--- Data listing ---

PR #1899, opened 2022-10-14
18 is deprecated, just use latest for everything

atvaccaro:
# Description

Solves the failing action in https://github.com/cal-itp/data-infra/actions/runs/3250370484

## Type of change

- [ ] New feature
- [ ] Documentation
- [ ] agencies.yml

## How has this been tested?
This is hard to do without enabling image builds on PRs, which we could discuss.


lauriemerrell (approved):
link for posterity: https://github.com/actions/runner-images/issues/6002

PR #1894, opened 2022-10-13
Refactored GTFS schedule "base" tables

charlie-costanzo:
# Description
Continuation of work from #1884 

This PR includes refactored GTFS-schedule tables in the warehouse:
* Staging tables
* Pure dimensional tables
* Intermediate (deduplicating) tables
* Yml, docs, and tests updates

(*Latest-only views are not included in this PR*)

**The staging tables**:
* Are located in warehouse/staging/gtfs
* Have reimplemented whitespace & typecasting
* Are implemented for all the GTFS schedule tables that [have their own external tables](https://github.com/cal-itp/data-infra/tree/main/airflow/dags/create_external_tables/gtfs_schedule_v2)

**The pure dimensional tables**:
* Are located in warehouse/marts/gtfs
* Are constructed by inner joining the relevant staging table with dim_feeds to add the appropriate feed_key & effective dates

**The intermediate tables**:
* Are in warehouse/intermediate/gtfs
* Used for deduplication

Partially resolves (need to create latest only tables)
#1867 

## Type of change

- [x] New feature

Issue #1867, opened 2022-09-30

---

▶ **Task prompt**:
Repeat all of the data exactly.

▶ **Solution for this problem**:
PR #1899, opened 2022-10-14
18 is deprecated, just use latest for everything

atvaccaro:
# Description

Solves the failing action in https://github.com/cal-itp/data-infra/actions/runs/3250370484

## Type of change

- [ ] New feature
- [ ] Documentation
- [ ] agencies.yml

## How has this been tested?
This is hard to do without enabling image builds on PRs, which we could discuss.


lauriemerrell (approved):
link for posterity: https://github.com/actions/runner-images/issues/6002

PR #1894, opened 2022-10-13
Refactored GTFS schedule "base" tables

charlie-costanzo:
# Description
Continuation of work from #1884 

This PR includes refactored GTFS-schedule tables in the warehouse:
* Staging tables
* Pure dimensional tables
* Intermediate (deduplicating) tables
* Yml, docs, and tests updates

(*Latest-only views are not included in this PR*)

**The staging tables**:
* Are located in warehouse/staging/gtfs
* Have reimplemented whitespace & typecasting
* Are implemented for all the GTFS schedule tables that [have their own external tables](https://github.com/cal-itp/data-infra/tree/main/airflow/dags/create_external_tables/gtfs_schedule_v2)

**The pure dimensional tables**:
* Are located in warehouse/marts/gtfs
* Are constructed by inner joining the relevant staging table with dim_feeds to add the appropriate feed_key & effective dates

**The intermediate tables**:
* Are in warehouse/intermediate/gtfs
* Used for deduplication

Partially resolves (need to create latest only tables)
#1867 

## Type of change

- [x] New feature

Issue #1867, opened 2022-09-30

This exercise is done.